=== Section Start ===
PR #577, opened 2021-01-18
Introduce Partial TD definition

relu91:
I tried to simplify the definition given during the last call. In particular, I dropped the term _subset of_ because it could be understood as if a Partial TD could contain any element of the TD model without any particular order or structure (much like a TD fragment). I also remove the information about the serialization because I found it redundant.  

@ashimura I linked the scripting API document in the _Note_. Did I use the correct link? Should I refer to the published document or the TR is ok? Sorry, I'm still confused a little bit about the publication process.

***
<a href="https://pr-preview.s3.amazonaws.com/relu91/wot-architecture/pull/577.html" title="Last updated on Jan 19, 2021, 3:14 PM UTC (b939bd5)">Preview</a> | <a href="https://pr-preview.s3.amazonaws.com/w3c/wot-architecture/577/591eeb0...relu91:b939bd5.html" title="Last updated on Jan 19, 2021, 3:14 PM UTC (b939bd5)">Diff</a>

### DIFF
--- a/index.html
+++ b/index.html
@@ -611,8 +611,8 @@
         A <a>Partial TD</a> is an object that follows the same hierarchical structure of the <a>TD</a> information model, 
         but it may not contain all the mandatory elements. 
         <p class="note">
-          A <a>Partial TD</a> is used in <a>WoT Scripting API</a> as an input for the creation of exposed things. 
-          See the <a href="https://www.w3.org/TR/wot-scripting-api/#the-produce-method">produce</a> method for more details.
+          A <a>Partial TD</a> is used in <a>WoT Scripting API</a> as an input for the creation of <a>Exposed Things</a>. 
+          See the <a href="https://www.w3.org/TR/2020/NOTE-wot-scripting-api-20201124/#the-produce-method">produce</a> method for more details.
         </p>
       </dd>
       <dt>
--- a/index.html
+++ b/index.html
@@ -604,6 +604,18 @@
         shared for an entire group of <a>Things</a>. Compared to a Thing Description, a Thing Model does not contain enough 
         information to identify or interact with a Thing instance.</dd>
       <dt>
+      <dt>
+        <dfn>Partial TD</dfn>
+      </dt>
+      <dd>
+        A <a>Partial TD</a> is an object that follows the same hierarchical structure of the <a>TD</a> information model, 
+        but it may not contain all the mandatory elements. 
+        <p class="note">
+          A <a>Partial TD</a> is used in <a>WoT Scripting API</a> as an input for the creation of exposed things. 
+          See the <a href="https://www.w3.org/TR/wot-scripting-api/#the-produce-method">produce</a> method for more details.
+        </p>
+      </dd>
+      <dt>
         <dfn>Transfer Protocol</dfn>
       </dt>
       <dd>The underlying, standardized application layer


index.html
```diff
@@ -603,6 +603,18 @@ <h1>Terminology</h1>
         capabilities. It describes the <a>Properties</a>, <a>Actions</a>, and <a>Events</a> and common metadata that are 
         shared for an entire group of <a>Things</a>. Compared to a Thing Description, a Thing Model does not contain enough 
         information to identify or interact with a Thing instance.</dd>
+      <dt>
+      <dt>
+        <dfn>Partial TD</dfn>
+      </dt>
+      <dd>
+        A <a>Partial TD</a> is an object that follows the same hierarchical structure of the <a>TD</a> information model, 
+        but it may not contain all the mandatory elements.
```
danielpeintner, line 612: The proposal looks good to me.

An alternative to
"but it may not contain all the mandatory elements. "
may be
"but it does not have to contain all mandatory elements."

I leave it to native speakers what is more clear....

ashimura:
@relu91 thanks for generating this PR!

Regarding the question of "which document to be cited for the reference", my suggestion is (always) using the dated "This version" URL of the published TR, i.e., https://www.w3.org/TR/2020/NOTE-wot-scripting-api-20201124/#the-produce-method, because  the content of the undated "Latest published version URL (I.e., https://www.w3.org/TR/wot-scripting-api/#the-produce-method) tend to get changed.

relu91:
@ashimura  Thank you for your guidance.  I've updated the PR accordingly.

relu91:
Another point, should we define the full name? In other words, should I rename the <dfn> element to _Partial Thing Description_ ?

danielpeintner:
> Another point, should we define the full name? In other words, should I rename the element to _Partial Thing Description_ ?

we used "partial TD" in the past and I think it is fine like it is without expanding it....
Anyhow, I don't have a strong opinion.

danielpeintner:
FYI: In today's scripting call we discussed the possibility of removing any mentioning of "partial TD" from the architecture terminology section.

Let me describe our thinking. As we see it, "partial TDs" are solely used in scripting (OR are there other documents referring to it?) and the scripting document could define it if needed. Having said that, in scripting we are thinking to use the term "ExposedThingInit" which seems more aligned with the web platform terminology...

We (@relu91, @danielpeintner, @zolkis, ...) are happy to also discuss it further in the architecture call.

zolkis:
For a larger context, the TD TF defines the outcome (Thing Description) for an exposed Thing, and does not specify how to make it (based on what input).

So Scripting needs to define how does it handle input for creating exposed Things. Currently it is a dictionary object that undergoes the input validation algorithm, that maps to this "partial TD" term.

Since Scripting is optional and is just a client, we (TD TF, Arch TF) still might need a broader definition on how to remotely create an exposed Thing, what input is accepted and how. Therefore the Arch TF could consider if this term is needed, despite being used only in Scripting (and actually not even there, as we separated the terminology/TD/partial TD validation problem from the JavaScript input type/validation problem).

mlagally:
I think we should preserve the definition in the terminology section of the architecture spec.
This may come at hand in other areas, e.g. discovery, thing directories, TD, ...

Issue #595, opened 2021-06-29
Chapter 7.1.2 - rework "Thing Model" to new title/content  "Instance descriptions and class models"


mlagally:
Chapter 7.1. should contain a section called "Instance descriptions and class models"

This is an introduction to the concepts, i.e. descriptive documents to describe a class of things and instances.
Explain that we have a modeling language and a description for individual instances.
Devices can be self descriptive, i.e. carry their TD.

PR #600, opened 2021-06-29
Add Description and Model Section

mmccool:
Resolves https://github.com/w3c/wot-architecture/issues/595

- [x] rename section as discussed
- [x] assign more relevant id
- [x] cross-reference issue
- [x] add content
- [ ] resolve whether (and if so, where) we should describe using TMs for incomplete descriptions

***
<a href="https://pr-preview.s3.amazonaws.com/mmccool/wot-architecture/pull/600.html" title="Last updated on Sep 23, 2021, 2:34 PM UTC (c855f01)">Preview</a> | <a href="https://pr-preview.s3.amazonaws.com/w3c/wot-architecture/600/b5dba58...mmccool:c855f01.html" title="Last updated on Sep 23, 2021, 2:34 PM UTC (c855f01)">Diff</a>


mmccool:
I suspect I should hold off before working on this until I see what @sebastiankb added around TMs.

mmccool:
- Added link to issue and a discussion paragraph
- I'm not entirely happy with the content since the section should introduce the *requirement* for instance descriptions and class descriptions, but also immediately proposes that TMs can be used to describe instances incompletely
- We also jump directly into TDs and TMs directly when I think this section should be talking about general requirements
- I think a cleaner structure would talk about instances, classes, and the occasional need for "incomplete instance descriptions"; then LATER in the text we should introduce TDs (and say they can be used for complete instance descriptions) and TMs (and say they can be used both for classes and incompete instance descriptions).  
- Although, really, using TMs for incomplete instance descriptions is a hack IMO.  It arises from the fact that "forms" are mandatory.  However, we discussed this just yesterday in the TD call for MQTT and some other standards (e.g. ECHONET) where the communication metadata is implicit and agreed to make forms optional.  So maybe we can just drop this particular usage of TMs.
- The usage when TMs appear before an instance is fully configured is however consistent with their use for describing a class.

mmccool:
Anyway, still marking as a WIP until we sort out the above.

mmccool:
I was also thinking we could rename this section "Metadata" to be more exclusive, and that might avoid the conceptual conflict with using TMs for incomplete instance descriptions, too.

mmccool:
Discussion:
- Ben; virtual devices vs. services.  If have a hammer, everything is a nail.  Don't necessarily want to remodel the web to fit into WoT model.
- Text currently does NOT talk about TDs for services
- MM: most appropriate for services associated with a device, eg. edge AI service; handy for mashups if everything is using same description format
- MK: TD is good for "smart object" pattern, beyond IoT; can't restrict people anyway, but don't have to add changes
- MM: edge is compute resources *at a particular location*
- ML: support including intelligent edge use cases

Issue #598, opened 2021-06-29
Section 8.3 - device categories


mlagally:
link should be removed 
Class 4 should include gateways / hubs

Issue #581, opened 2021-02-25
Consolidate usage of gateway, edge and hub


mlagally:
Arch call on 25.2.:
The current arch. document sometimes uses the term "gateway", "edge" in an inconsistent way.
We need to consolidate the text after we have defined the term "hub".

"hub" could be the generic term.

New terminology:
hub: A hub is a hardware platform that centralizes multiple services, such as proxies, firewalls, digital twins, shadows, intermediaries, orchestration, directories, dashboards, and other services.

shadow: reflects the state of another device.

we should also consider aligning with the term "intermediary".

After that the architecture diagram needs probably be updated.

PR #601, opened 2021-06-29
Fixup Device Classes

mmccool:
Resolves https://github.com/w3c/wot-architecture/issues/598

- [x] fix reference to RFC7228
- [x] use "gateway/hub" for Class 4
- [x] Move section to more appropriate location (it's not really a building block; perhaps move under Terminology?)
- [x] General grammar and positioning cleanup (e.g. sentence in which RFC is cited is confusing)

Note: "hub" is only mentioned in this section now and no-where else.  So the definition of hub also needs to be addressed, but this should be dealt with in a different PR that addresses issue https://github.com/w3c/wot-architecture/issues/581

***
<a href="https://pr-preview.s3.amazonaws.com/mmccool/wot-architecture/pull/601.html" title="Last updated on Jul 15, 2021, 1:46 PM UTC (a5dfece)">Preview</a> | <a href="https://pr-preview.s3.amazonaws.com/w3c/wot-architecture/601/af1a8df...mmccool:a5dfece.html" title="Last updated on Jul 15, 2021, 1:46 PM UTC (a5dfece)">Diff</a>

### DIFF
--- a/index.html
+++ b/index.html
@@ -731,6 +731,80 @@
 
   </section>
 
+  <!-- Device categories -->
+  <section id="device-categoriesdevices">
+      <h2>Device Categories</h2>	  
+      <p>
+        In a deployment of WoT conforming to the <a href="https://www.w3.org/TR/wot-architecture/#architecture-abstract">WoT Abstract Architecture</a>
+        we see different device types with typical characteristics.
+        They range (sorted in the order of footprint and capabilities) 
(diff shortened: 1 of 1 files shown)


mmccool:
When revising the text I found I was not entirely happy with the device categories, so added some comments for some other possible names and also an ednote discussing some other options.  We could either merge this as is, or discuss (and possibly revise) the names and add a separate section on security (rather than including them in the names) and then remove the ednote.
=== Section End ===
▶ _EXERCISE DIRECTIONS_
Repeat, character for character, the lines of the material above from the line with "hub: A hub is" through the line with "shadow: reflects the state of another device.".

▶ _YOUR RESPONSE_
hub: A hub is a hardware platform that centralizes multiple services, such as proxies, firewalls, digital twins, shadows, intermediaries, orchestration, directories, dashboards, and other services.

shadow: reflects the state of another device.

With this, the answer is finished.